Collected data:
PR #460, opened 2017-12-12
ZCS-3456:Attendee's status isn't updated

ykomiyam:
[Bug]
Organizer see the attendee's status as Tentative instead of Accepted
even when the attendee proposed a new time in invite and the organizer
accepted it.

[Root cause]
The the CounterAppointmentRequest proposed by the attendee contains
the attendee info ("PROPERTY:ATTENDEE(ATTENDEE)"), but it does not
contain the data of RSVP in it; that should be acceptable, and expected
behaviour because such an information has not been updated on the attendee
side.  On the other hand, when the organizer received the counter
appointment (via email), if there is no RSVP data in the attendee info,
the organizer turned the RSVP off for to the corresponding appointment
object.  Therefore, if the attendee later sent the acceptance, the
organizer ignored it even the acceptance email asked to update the
RSVP data on the organizer ("updateOrganizer":"TRUE").

[Fix]
Changed the default value of the RSVP data to true.

### DIFF
--- a/store/src/java-test/com/zimbra/cs/mailbox/calendar/Calendar_NewMeetingRequest_RsvpTrue.txt
+++ b/store/src/java-test/com/zimbra/cs/mailbox/calendar/Calendar_NewMeetingRequest_RsvpTrue.txt
@@ -1,0 +1,96 @@
+To: attendee1 <attendee1@zimbra.com>
+Message-ID: <2103105317.2993.1513012884769.JavaMail.zimbra@synacorjapan.com>
+Subject: Party
+MIME-Version: 1.0
+Content-Type: multipart/alternative;
+	boundary="=_2eb7dab5-3168-43b0-ba14-80504c7e08da"
+
+--=_2eb7dab5-3168-43b0-ba14-80504c7e08da
+Content-Type: text/plain; charset=utf-8
+Content-Transfer-Encoding: 7bit
+
+The following is a new meeting request:
+
+Subject: Party
+Organizer: org@synacorjapan.com
+
+Time: Tuesday, December 12, 2017, 10:00:00 AM - 10:30:00 AM GMT +09:00 Japan
+
+Invitees: attendee1@zimbra.com
+
+
+*~*~*~*~*~*~*~*~*~*
+
+
+
+--=_2eb7dab5-3168-43b0-ba14-80504c7e08da
+Content-Type: text/html; charset=utf-8
+Content-Transfer-Encoding: 7bit
+
+<html><body id='htmlmode'><h3>The following is a new meeting request:</h3>
+
+<p>
+<table border='0'>
+<tr><th align=left>Subject:</th><td>Party </td></tr>
+<tr><th align=left>Organizer:</th><td>org@synacorjapan.com </td></tr>
+</table>
+<p>
+<table border='0'>
+<tr><th align=left>Time:</th><td>Tuesday, December 12, 2017, 10:00:00 AM - 10:30:00 AM GMT +09:00 Japan
+ </td></tr></table>
+<p>
+<table border='0'>
+<tr><th align=left>Invitees:</th><td>attendee1@zimbra.com </td></tr>
+</table>
+<div>*~*~*~*~*~*~*~*~*~*</div><br></body></html>
+--=_2eb7dab5-3168-43b0-ba14-80504c7e08da
+Content-Type: text/calendar; charset=utf-8; method=REQUEST; name=meeting.ics
+Content-Transfer-Encoding: 7bit
+
+BEGIN:VCALENDAR
+PRODID:Zimbra-Calendar-Provider
+VERSION:2.0
+METHOD:REQUEST
+BEGIN:VTIMEZONE
+TZID:Asia/Tokyo
+BEGIN:STANDARD
+DTSTART:16010101T000000
+TZOFFSETTO:+0900
+TZOFFSETFROM:+0900
+END:STANDARD
+END:VTIMEZONE
+BEGIN:VEVENT
+UID:8282cdfc-a5a6-4ed4-84e2-be12c2bc4af8
+SUMMARY:Party
+ATTENDEE;CN=attendee1;ROLE=REQ-PARTICIPANT;PARTSTAT=NEEDS-ACTION;RSVP=TRUE:mailto
+ :attendee1@zimbra.com
+ORGANIZER:mailto:org@synacorjapan.com
+DTSTART;TZID="Asia/Tokyo":20171212T100000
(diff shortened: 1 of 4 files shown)


store/src/java-test/com/zimbra/cs/mailbox/calendar/Calendar_NewMeetingRequest_RsvpTrue.txt
```diff
@@ -0,0 +1,96 @@
...
+DTSTART:16010101T000000
+TZOFFSETTO:+0900
+TZOFFSETFROM:+0900
+END:STANDARD
+END:VTIMEZONE
+BEGIN:VEVENT
+UID:8282cdfc-a5a6-4ed4-84e2-be12c2bc4af8
+SUMMARY:Party
+ATTENDEE;CN=attendee1;ROLE=REQ-PARTICIPANT;PARTSTAT=NEEDS-ACTION;RSVP=TRUE:mailto
+ :attendee1@zimbra.com
```
jiteshsojitra: I would suggest not to use @zimbra.com for test accounts for public code.

store/src/java-test/com/zimbra/cs/mailbox/calendar/ZAttendeeTest.java
```diff
@@ -16,16 +16,44 @@
...
+import com.zimbra.cs.mailbox.MailboxTestUtil;
+import com.zimbra.cs.mime.ParsedMessage;
+import com.zimbra.cs.mime.ParsedMessage.CalendarPartInfo;
 
 public class ZAttendeeTest {
 
+    @BeforeClass
+    public static void init() throws Exception {
+        MailboxTestUtil.initServer();
+        Provisioning prov = Provisioning.getInstance();
```
rupalid: Move the account creation to setUp

store/src/java-test/com/zimbra/cs/mailbox/calendar/ZAttendeeTest.java
```diff
@@ -16,16 +16,44 @@
...
 import com.zimbra.common.calendar.ZCalendar.ZParameter;
 import com.zimbra.common.calendar.ZCalendar.ZProperty;
 import com.zimbra.common.service.ServiceException;
+import com.zimbra.common.util.ByteUtil;
+import com.zimbra.cs.account.Provisioning;
+import com.zimbra.cs.mailbox.MailboxTestUtil;
+import com.zimbra.cs.mime.ParsedMessage;
+import com.zimbra.cs.mime.ParsedMessage.CalendarPartInfo;
 
 public class ZAttendeeTest {
```
rupalid: Can you add the following, so we can find which test fails in Circle CI
 @Rule public TestName testName = new TestName();
    @Rule public MethodRule watchman = new ZTestWatchman();

store/src/java-test/com/zimbra/cs/mailbox/calendar/ZAttendeeTest.java
```diff
@@ -16,16 +16,44 @@
...
+    public static void init() throws Exception {
+        MailboxTestUtil.initServer();
+        Provisioning prov = Provisioning.getInstance();
+
+        prov.createAccount("test@zimbra.com", "secret", Maps.<String, Object>newHashMap());
+    }
+
+    @Before
+    public void setUp() throws Exception {
+        MailboxTestUtil.clearData();
```
rupalid: Please also add the following , so we can know which test fails in CircleCI

System.out.println(testName.getMethodName());

store/src/java-test/com/zimbra/cs/mailbox/calendar/Calendar_NewMeetingRequest_RsvpTrue.txt
ykomiyam: Fixed.  Use "@testdomain.com"

store/src/java-test/com/zimbra/cs/mailbox/calendar/ZAttendeeTest.java
ykomiyam: Fixed.

store/src/java-test/com/zimbra/cs/mailbox/calendar/ZAttendeeTest.java
ykomiyam: Fixed.

store/src/java-test/com/zimbra/cs/mailbox/calendar/ZAttendeeTest.java
ykomiyam: Fixed.

store/src/java/com/zimbra/cs/mailbox/calendar/ZAttendee.java
```diff
@@ -142,10 +142,10 @@ public ZAttendee(ZProperty prop) {
         setRole(prop.paramVal(ICalTok.ROLE, null));
         setPartStat(prop.paramVal(ICalTok.PARTSTAT, null));
 
-        String rsvpStr = prop.paramVal(ICalTok.RSVP, "FALSE");
-        boolean rsvp = false;
-        if (rsvpStr.equalsIgnoreCase("TRUE"))
-            rsvp = true;
+        String rsvpStr = prop.paramVal(ICalTok.RSVP, "TRUE");
+        boolean rsvp = true;
```
chinmay15: this is setting rsvp to true by default. did you test by sending appointment with rsvp=false?

store/src/java/com/zimbra/cs/mailbox/calendar/ZAttendee.java
```diff
@@ -142,10 +142,10 @@ public ZAttendee(ZProperty prop) {
         setRole(prop.paramVal(ICalTok.ROLE, null));
         setPartStat(prop.paramVal(ICalTok.PARTSTAT, null));
 
-        String rsvpStr = prop.paramVal(ICalTok.RSVP, "FALSE");
-        boolean rsvp = false;
-        if (rsvpStr.equalsIgnoreCase("TRUE"))
-            rsvp = true;
+        String rsvpStr = prop.paramVal(ICalTok.RSVP, "TRUE");
```
fatkudu: See https://tools.ietf.org/html/rfc2445#section-4.2.17 - the default value of RSVP is FALSE.
I think this change is too intrusive and may lead to bugs.  Presumably, the attendee information from the REPLY is at some point being applied to the ORGANIZER's calendar entry.  The code that does that change needs to consider what should be taken from the reply and what should not.

ykomiyam:
Retract the pull request as per Gren's comment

§ **Work task**:
All that should be written out is the stretch of lines above between the one holding "Organizer see the" and the one holding "it does not", inclusive, exactly as given.

§ **Response to this task**:
Organizer see the attendee's status as Tentative instead of Accepted
even when the attendee proposed a new time in invite and the organizer
accepted it.

[Root cause]
The the CounterAppointmentRequest proposed by the attendee contains
the attendee info ("PROPERTY:ATTENDEE(ATTENDEE)"), but it does not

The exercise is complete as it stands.